Your assignment:
Within the entries underneath, how many lines include the string "list"? State only the number.

Stored data entries:
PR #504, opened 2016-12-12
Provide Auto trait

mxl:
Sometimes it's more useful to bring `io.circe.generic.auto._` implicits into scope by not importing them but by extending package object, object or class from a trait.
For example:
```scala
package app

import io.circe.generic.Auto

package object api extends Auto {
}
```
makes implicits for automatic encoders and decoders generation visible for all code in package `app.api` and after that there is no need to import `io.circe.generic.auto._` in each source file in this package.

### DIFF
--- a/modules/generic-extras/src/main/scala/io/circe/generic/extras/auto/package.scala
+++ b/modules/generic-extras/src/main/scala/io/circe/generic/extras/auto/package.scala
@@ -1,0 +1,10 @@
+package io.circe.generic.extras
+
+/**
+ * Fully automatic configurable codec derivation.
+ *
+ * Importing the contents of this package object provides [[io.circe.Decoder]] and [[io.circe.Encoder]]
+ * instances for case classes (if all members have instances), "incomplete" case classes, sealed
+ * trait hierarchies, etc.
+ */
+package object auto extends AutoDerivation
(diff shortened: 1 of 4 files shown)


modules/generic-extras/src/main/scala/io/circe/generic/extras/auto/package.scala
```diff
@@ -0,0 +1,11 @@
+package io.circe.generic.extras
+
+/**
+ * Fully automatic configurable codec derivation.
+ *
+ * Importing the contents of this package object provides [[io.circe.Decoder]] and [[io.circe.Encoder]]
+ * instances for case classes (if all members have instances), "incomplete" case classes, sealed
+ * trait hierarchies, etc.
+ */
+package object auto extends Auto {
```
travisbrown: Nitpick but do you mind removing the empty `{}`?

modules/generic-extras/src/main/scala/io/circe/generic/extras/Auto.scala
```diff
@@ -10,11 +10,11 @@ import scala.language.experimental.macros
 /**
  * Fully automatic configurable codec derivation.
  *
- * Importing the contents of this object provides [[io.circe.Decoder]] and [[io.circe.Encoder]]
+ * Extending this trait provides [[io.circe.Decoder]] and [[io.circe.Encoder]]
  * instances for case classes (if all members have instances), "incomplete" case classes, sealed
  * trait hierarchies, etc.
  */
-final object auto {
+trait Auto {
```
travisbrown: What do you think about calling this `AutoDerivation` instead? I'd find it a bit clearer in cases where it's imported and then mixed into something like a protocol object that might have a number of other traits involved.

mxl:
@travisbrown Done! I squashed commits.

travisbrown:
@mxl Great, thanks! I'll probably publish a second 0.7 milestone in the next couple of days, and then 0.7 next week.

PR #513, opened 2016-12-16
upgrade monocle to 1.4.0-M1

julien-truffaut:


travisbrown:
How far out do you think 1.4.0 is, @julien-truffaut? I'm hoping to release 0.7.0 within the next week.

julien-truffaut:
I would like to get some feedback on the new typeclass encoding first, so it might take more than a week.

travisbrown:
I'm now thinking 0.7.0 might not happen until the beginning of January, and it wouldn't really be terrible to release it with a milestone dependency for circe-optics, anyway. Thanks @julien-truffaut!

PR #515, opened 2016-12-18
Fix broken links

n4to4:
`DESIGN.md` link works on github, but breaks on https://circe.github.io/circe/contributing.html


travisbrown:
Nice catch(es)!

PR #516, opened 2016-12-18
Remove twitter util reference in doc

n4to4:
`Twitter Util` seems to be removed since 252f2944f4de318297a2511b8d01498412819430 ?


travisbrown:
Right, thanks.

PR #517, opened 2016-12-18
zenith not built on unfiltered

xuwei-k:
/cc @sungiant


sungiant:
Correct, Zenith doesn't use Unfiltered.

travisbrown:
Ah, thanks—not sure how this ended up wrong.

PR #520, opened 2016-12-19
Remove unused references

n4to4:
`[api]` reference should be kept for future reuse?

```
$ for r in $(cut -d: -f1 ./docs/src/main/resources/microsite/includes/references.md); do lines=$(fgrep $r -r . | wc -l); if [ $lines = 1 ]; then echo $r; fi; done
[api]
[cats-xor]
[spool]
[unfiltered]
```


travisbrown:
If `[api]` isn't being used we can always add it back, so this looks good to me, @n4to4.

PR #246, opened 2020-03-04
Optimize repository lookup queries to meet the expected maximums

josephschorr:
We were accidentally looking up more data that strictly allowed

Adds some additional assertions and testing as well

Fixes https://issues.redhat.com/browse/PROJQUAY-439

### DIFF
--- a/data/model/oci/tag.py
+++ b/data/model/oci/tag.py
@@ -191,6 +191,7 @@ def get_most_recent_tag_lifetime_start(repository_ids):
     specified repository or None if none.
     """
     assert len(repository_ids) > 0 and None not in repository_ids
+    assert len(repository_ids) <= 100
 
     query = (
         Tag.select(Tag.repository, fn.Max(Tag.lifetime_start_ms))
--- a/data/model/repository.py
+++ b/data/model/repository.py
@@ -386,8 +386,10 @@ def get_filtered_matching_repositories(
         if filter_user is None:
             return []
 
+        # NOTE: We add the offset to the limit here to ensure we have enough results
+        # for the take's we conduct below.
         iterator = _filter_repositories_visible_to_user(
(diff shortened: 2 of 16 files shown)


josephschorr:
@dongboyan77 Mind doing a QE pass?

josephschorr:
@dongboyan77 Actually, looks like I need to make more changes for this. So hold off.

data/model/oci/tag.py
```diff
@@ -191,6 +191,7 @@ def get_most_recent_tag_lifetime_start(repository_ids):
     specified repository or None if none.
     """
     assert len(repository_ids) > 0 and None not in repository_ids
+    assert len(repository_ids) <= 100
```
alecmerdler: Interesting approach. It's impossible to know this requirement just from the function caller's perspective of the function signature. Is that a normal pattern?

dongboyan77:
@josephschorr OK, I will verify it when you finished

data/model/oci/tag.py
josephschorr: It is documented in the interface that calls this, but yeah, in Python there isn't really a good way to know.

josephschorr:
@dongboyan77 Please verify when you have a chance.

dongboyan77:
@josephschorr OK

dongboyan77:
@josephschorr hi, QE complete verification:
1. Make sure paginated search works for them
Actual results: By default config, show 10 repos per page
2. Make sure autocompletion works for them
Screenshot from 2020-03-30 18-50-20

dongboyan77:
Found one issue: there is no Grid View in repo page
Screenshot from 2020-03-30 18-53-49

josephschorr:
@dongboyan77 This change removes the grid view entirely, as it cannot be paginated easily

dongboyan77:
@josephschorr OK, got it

--

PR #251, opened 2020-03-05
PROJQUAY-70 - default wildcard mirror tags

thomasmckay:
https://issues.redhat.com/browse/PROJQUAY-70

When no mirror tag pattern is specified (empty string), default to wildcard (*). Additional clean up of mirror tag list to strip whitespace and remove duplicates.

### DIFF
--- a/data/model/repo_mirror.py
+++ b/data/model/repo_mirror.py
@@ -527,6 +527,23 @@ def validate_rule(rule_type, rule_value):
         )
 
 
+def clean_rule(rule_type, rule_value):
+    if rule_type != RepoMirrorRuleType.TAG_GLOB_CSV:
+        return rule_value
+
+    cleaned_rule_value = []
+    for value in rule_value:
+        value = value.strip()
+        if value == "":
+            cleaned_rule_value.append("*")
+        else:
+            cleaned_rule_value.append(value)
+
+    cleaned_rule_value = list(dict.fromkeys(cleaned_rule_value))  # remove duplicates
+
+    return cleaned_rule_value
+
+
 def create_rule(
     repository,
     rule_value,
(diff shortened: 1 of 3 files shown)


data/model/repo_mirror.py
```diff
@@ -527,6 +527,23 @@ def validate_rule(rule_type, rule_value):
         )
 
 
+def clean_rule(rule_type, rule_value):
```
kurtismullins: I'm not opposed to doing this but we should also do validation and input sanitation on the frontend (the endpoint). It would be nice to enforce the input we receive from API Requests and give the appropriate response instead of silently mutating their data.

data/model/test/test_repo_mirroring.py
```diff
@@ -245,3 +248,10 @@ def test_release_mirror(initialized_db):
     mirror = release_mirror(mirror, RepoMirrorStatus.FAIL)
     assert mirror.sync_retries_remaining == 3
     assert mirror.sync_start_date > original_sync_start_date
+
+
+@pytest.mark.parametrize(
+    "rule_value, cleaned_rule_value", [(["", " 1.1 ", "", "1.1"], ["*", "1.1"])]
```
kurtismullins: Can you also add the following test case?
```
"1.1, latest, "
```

Solved problem:
2